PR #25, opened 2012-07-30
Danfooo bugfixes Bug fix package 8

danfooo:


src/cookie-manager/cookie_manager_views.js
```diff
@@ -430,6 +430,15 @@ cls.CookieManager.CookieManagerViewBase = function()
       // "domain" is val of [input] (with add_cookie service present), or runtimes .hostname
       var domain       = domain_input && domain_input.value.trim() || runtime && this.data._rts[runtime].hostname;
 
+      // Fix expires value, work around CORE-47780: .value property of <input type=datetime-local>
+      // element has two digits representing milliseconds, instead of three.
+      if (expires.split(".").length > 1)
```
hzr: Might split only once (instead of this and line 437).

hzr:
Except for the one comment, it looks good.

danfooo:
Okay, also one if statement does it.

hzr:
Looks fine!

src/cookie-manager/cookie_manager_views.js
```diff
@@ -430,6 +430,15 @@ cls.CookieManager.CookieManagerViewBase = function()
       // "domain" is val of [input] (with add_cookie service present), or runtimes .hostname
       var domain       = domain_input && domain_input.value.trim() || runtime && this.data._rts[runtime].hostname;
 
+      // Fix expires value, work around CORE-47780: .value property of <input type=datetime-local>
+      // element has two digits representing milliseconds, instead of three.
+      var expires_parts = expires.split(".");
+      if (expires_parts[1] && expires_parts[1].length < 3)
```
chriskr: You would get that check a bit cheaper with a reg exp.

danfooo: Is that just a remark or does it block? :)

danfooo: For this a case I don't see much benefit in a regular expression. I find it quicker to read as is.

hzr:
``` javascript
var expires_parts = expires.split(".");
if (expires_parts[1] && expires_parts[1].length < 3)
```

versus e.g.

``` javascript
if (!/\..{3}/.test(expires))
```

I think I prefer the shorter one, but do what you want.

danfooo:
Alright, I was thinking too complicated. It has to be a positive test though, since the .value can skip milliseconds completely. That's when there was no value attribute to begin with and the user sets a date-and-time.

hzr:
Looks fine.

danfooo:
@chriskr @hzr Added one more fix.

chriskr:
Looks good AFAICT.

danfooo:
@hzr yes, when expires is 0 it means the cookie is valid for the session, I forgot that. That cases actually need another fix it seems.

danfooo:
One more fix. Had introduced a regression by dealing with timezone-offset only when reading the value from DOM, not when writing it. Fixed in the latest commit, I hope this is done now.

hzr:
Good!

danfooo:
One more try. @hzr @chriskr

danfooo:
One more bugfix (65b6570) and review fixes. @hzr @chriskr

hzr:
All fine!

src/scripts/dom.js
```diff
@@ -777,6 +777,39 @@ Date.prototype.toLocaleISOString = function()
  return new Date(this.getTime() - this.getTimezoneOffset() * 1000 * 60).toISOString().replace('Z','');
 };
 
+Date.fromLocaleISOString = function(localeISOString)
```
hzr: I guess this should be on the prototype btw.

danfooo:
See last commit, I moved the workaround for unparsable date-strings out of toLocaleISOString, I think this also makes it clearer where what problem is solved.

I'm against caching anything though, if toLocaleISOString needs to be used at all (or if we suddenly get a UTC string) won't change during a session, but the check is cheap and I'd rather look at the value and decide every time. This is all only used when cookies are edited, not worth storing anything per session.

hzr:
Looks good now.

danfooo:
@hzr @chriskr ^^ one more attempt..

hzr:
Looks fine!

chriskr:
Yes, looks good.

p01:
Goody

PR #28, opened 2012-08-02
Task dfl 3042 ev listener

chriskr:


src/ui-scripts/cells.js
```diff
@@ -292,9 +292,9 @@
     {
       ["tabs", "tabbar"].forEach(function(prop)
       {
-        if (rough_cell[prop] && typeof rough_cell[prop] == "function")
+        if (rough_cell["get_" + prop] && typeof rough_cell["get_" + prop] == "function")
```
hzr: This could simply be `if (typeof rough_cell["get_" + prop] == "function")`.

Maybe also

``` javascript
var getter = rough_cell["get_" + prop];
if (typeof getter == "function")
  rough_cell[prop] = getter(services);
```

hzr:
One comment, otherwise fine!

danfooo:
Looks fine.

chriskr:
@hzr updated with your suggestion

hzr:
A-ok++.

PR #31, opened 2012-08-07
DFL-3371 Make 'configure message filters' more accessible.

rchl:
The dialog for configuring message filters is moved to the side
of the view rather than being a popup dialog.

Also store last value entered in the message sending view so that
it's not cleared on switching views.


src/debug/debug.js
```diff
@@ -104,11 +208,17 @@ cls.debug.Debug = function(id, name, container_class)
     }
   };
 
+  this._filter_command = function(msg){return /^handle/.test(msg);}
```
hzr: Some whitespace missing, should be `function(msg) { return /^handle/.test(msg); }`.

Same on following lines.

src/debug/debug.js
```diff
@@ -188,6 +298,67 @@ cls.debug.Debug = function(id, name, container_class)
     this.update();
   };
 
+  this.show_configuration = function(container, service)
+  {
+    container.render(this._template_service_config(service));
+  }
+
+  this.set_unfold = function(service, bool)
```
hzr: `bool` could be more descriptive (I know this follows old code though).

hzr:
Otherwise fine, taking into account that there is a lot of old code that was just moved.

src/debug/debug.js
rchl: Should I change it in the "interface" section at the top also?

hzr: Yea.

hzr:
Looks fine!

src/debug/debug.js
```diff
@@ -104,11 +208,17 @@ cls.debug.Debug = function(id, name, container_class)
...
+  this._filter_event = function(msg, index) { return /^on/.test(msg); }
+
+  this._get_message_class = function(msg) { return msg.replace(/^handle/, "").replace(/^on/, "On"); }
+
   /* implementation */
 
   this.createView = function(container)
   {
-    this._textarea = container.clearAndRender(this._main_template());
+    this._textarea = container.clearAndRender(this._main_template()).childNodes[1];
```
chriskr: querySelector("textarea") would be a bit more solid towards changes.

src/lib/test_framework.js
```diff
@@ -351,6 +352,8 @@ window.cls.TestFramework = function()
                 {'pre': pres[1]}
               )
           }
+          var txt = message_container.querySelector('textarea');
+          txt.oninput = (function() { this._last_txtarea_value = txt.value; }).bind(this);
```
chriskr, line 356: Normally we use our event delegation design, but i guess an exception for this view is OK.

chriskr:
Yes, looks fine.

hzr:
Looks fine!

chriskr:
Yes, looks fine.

--

What the exercise asks
Wherever the string "opened" appears in the records, copy the whole line.

Written response
PR #25, opened 2012-07-30
PR #28, opened 2012-08-02
PR #31, opened 2012-08-07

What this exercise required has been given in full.